TASK DIRECTIONS:
List every line below containing "above".

[Records from a dataset]
────────────────────────────────────────

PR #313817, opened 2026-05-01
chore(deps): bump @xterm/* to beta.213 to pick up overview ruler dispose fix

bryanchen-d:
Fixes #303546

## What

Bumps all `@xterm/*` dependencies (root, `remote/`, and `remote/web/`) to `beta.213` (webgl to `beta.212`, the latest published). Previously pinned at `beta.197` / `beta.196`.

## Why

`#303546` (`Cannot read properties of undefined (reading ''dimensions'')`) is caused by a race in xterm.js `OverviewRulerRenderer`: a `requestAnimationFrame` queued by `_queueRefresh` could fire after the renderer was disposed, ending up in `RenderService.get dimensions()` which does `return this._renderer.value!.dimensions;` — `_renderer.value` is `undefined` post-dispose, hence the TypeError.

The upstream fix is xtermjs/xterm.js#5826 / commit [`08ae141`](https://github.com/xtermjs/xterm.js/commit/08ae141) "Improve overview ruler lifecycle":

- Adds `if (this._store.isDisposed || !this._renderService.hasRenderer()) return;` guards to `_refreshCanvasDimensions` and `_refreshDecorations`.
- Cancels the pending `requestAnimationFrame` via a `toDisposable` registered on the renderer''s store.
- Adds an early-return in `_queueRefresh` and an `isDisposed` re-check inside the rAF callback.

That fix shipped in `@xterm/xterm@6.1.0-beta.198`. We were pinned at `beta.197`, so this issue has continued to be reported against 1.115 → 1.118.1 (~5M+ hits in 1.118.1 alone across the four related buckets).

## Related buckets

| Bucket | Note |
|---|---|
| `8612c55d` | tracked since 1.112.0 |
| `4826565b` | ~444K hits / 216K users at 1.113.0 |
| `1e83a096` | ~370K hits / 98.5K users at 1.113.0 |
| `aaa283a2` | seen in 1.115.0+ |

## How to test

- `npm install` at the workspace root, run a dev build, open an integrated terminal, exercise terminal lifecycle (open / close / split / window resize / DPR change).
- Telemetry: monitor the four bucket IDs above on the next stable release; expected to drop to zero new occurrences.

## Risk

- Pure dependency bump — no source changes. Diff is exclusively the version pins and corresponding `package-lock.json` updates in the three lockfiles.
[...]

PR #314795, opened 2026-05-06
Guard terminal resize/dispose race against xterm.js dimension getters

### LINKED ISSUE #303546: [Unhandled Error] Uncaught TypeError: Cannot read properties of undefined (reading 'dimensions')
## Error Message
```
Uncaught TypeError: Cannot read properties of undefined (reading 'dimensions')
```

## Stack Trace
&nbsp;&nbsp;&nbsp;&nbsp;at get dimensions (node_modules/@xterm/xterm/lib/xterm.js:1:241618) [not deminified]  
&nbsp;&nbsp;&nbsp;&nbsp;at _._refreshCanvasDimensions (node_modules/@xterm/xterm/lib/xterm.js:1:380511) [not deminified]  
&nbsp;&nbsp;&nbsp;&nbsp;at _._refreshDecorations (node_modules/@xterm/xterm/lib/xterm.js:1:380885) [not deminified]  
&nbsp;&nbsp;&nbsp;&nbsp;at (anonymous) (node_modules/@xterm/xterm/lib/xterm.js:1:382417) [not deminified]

────────────────────────────────────────

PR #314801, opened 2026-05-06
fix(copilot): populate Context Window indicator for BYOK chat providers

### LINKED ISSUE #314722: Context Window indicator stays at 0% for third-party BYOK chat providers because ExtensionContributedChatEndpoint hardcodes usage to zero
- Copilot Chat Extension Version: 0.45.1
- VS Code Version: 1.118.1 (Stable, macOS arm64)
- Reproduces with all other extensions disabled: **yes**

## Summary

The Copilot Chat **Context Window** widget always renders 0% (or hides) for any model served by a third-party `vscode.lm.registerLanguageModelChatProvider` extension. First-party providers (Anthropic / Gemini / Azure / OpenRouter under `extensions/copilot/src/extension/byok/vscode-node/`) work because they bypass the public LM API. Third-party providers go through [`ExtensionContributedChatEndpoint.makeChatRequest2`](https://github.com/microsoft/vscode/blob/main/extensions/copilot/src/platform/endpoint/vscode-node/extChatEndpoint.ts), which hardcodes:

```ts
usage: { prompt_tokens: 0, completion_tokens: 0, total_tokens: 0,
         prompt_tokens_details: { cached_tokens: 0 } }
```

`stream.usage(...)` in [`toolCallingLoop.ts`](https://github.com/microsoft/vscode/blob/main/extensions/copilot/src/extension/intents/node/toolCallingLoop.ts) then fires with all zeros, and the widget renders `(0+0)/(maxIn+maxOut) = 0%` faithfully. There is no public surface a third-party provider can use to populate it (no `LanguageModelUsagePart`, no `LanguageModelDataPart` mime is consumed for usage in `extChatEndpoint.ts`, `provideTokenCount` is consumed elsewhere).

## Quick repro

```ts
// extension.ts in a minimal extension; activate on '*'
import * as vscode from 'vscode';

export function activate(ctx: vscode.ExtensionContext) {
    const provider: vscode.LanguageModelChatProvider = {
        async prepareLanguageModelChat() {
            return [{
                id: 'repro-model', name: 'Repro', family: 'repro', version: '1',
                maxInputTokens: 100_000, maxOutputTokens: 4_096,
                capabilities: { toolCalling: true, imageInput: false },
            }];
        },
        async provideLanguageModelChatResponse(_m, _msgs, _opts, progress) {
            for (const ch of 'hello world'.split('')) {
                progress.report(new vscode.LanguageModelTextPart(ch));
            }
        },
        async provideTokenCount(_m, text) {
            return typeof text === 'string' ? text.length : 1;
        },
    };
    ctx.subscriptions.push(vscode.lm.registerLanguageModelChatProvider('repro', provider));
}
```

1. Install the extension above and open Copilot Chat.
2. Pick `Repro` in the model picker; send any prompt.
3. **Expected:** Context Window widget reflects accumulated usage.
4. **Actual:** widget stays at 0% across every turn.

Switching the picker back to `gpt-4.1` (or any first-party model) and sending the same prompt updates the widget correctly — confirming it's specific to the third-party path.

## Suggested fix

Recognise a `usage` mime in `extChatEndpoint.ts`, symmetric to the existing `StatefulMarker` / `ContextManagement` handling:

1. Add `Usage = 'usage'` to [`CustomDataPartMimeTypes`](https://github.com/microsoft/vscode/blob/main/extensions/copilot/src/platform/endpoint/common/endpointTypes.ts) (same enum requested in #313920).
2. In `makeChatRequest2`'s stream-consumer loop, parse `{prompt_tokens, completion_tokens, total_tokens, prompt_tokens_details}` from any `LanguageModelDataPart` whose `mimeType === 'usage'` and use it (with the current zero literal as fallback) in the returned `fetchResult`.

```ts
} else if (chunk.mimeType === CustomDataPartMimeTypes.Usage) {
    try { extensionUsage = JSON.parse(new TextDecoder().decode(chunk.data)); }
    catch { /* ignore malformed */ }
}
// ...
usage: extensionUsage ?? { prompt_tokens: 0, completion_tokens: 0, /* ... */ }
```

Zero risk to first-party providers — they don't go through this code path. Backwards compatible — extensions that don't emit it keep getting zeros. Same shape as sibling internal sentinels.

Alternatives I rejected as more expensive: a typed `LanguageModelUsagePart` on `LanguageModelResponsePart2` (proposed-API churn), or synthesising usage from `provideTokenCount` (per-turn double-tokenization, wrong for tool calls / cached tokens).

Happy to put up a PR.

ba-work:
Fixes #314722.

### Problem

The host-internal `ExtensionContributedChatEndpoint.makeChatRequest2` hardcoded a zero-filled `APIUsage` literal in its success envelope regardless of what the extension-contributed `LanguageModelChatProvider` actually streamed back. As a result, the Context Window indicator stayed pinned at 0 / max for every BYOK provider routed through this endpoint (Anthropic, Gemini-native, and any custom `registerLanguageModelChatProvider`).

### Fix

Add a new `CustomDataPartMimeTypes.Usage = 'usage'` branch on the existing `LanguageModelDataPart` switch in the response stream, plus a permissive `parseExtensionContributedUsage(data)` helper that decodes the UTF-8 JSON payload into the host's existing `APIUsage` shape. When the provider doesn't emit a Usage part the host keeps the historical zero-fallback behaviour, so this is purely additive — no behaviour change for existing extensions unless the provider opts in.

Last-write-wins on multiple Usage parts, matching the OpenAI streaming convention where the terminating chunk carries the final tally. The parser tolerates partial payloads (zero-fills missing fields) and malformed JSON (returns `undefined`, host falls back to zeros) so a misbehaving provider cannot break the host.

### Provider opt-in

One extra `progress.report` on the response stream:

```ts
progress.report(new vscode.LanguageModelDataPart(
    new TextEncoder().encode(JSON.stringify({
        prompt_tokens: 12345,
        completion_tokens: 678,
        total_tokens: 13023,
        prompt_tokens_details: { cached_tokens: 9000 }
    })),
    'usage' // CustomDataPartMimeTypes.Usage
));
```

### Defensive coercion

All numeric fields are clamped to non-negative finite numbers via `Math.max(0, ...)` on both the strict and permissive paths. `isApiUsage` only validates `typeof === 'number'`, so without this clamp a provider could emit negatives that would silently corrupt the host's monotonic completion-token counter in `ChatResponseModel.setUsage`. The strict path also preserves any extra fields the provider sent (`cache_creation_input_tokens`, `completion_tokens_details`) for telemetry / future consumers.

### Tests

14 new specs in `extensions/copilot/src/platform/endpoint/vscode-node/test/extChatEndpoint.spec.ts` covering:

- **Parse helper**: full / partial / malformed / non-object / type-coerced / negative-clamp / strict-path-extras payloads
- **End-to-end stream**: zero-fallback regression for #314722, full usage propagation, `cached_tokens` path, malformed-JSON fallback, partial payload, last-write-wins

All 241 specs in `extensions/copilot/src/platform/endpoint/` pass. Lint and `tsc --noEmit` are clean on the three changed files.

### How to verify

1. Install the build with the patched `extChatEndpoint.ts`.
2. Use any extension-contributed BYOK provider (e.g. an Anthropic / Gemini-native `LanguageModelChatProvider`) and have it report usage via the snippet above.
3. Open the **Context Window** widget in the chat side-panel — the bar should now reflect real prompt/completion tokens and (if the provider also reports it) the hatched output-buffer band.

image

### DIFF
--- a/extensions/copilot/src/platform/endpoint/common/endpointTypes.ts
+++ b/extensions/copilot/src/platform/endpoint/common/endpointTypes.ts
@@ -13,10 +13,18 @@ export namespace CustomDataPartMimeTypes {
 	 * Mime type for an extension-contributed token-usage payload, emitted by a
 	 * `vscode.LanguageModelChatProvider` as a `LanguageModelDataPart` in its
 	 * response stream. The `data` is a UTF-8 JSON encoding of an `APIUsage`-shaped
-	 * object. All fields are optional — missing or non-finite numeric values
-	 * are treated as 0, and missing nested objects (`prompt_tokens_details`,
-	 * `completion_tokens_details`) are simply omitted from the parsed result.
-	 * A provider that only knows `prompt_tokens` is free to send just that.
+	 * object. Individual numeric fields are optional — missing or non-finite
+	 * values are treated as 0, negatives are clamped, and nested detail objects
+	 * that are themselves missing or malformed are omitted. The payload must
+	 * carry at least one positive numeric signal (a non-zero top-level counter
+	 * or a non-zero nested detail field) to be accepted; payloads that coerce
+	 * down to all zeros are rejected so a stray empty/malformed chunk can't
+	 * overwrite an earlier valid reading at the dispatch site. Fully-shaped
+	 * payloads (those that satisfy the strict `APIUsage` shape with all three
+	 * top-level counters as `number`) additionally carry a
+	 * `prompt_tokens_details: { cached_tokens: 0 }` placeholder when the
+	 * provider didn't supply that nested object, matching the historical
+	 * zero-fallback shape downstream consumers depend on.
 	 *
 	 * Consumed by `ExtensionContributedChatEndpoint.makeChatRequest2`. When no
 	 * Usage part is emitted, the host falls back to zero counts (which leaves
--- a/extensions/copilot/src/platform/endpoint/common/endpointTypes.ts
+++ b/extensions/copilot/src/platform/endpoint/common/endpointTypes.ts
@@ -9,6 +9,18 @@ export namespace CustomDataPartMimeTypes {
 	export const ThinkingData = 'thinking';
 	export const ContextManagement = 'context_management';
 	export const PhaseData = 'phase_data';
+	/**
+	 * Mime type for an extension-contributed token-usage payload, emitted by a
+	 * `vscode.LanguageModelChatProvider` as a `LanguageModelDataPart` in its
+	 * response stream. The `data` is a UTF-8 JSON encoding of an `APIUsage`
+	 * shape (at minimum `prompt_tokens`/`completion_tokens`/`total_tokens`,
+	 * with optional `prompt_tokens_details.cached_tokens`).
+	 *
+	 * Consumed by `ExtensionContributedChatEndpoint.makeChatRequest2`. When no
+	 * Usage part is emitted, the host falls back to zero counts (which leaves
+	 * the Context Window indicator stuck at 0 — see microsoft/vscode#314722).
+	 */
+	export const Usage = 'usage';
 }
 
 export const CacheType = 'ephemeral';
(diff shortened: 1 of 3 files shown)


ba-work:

────────────────────────────────────────

EXPECTED ANSWER:
- Telemetry: monitor the four bucket IDs above on the next stable release; expected to drop to zero new occurrences.
1. Install the extension above and open Copilot Chat.
2. Use any extension-contributed BYOK provider (e.g. an Anthropic / Gemini-native `LanguageModelChatProvider`) and have it report usage via the snippet above.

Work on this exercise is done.